* **Problem to work on**: Go through the listing below from its first line and repeat each line exactly, ending at the line containing "- keep bundle" and including it.

* **Provided data**:
------------------------------
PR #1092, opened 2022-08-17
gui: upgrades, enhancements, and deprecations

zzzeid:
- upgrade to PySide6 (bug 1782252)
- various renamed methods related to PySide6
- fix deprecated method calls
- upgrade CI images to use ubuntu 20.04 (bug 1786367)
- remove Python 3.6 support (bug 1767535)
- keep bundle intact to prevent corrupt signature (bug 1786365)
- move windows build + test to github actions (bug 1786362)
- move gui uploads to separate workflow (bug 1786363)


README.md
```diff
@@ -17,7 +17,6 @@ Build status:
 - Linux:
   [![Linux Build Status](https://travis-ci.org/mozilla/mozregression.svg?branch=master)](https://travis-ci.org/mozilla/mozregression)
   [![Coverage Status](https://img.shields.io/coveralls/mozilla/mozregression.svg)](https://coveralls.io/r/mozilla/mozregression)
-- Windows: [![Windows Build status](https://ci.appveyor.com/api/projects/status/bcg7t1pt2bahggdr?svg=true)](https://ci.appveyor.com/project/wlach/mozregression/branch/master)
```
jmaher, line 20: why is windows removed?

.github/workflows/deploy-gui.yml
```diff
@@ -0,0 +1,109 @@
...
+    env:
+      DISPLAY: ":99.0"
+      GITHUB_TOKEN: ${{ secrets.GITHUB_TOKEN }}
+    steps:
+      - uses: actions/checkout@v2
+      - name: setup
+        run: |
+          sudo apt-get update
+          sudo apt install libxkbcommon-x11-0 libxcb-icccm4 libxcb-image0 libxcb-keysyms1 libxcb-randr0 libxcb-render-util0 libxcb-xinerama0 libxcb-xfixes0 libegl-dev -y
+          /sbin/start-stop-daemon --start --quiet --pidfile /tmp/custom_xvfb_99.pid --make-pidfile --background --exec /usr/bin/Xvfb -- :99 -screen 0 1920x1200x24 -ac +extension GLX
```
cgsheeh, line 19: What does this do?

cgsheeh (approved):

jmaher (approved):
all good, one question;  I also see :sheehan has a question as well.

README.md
------------------------------
* **Solution to this problem**:
PR #1092, opened 2022-08-17
gui: upgrades, enhancements, and deprecations

zzzeid:
- upgrade to PySide6 (bug 1782252)
- various renamed methods related to PySide6
- fix deprecated method calls
- upgrade CI images to use ubuntu 20.04 (bug 1786367)
- remove Python 3.6 support (bug 1767535)
- keep bundle intact to prevent corrupt signature (bug 1786365)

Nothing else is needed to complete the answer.